Extra long jams in and around Brussels due to public sector strike

The morning rush hour saw some 350 kilometres of traffic jams at its peak, around 8.30 this morning. The situation was particularly bad in and around Brussels. Rail, bus and tram services were heavily disrupted due to industrial action in the public sector.

The VRT's traffic expert Hajo Beeckman was talking of "the busiest morning rush hour on Belgian motorways since Christmas". He added that "you particularly need a lot of patience to reach Brussels by car" as access roads, but also roads in the city centre, were completely saturated.

This being said, traffic jams were not extreme as some had feared, maybe because of the fact that many decided to work home and because of the dry weather. Other problems were mainly situated around Antwerp, as usual, between Antwerp and Brussels and between Ghent and Brussels.

Metro, tram and bus services affected

Public transport, both rail services and bus and tram services, were disrupted. Rail services were badly hit in Wallonia and, consequently, on lines linking a Flemish city with a place in French-speaking Belgium.

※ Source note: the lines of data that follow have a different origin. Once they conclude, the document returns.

PR #143, opened 2023-09-27
Use ref name instead of SHA for rubocop cache

lovro-bikic:
No task

#### Aim & Solution

Use ref name (branch name) instead of latest branch SHA for rubocop cache key. This will ensure there's only a single rubocop cache entry per branch.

There were hardly any trains between Liège and Brussels this morning. However, 80 percent of the trains was going between Ghent and Antwerp, and even 90 percent between Ostend and and Brussels.

In Brussels, 3 of 4 metro lines were running (number 1, 2 and 5), but waiting times could be up. The same goes for tram lines in the capital. The Flemish public transport company De Lijn was talking of "hardly any disruption" in Flanders.


Prison wardens, teachers and postmen down tools, but the impact is moderate

The strike could also be felt in prisons, where prison wardens downed tools, and at the Belgian post. It's possible your mail comes later today, or not at all, though in most places staff had come out to work. Some teachers were participating in the strike as well, but no schools were closed.

The strike was an initiative of the socialist trades union for the public sector, ACOD. They are unhappy that the government still hasn't worked out a list of so-called heavy professions.

People in these professions, would be allowed to retire earlier, or would not have to be longer in work as employees in other sectors, who will have to work until 67. However, politicians retorted that "instead of staging a strike, ACOD representatives had better discuss the issue at the table as we are doing right now".